Ohhhhhh! I really like that coin in the handle. Gives it a nice touch. Fine lookin' knife!


----------



## MoblMec (Aug 17, 2012)

Looks Great Scott.
Looks like your back 100%
MoblMec


----------



## mrs. hornet22 (Aug 17, 2012)

Nice!


----------



## bullsprig1100 (Aug 17, 2012)

WOW. That is one sweet looking knife.


----------



## Razor Blade (Aug 17, 2012)

Thanks folks.


----------



## blademan (Aug 17, 2012)

Great job Scott,very nice work


----------



## serving1Lord (Aug 17, 2012)

Man, that is one beautiful knife. Great job.


----------



## jbrooker (Aug 17, 2012)

Good job I like it alot


----------



## Razor Blade (Aug 17, 2012)

MoblMec said:


> Looks Great Scott.
> Looks like your back 100%
> MoblMec





Maybe not 100 % , but close.

I accidently stuck my thumb in the bandsaw last week. It made a mess , but its healing good now , if i  can just not use it too much when in the shop. 

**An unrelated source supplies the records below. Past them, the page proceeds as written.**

PR #401, opened 2026-03-25
Add XCFramework build infrastructure and CI

mokagio:
## Summary

Adds the automation for building, signing, and uploading the resources XCFramework build. This will allow having a smaller follow up PR focused only on updating the release automation to handle version bumping, `Package.swift` update, and GitHub release.

This lands the build and upload pipeline without wiring into `Package.swift` — consumers still use the local source target.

Thanks for the kind words folks. Scott


----------



## BBQOutdoors77 (Aug 18, 2012)

Absolutely beautiful!!!  I want one!!!


----------



## Razor Blade (Aug 18, 2012)

I just happen to have another one in the works. Just say the word and its yours. Scott


----------



## Anvil Head (Aug 18, 2012)

Wipe the blood off real good! 

Brother, little shop tip: 
Just use a scrap piece of wood to check the sharpness and speed on your saws.


----------



## Razor Blade (Aug 18, 2012)

wasnt the wood cutting saw thank goodness. It was the metal saw. I think it being slower speed and a finer tooth blade , it didnt cut near as deep.


----------



## Anvil Head (Aug 18, 2012)

Still.......OW!


----------



## dragonflyoutdoors (Aug 19, 2012)

ouch,  be careful man.  great lookin blade sir,  great for a peanut butter spreader.


----------



## godogs57 (Aug 19, 2012)

First class work there.....beautiful!


----------



## Razor Blade (Aug 19, 2012)

Thank you folks. I thank you all for the comments that you give, they sure do make a guy feel good about something that you make with your hands. Scott


----------



## arcame (Aug 20, 2012)

chain maile gloves ?


----------



## Razor Blade (Aug 20, 2012)

arcame said:


> chain maile gloves ?


----------



## rjcruiser (Aug 20, 2012)

Beautiful.  Love the shape of the blade and the curve of the handle.

Amazing how it flows.


----------



## Razor Blade (Aug 20, 2012)

Thank you sir.


----------



## Anvil Head (Aug 21, 2012)

"chain maile gloves ?"
How's that gonna help? He said it was a metal cutting bandsaw. ;p


----------



## Razor Blade (Aug 21, 2012)

I think it might have helped some.


----------



## Southern Cyote (Aug 22, 2012)

That sir is one of the finest knifes Iv'e ever seen.


----------



## boneboy96 (Aug 22, 2012)

How did I miss this post?   Beautiful job Scott!


----------



## Razor Blade (Aug 22, 2012)

Thank you gentlemen. 

Bone, you musta been sleepin.


----------



## Nastytater (Aug 23, 2012)

Very nice job. I like that.


----------



## Razor Blade (Aug 24, 2012)

Thank you sir.


----------



## steve campbell (Aug 24, 2012)

That is a beauty.


----------



## Razor Blade (Aug 25, 2012)

Thank you sir.


----------



## marknga (Aug 25, 2012)

Scott that is a beautiful knife. Well done.
Something about the stag... just love them.


----------



## Razor Blade (Aug 25, 2012)

Thank you gentlemen.


----------



## Head East (Aug 27, 2012)

Very nice work.  Nice touch with the silver dollar


----------



## OconeeDan (Aug 28, 2012)

Very nice Scott!


----------



## blood on the ground (Aug 28, 2012)

nice work, really nice work!!


----------



## Keebs (Aug 28, 2012)

sharpeblades said:


> Great job,I like the coin in the crown


Meee toooo!!



Razor Blade said:


> wasnt the wood cutting saw thank goodness. It was the metal saw. I think it being slower speed and a finer tooth blade , it didnt cut near as deep.


 Ouch!!!!


----------



## Razor Blade (Aug 28, 2012)

Keebs , you aint kidding , ouch. I shoulda got some pics . It is doing good now. Healing up well.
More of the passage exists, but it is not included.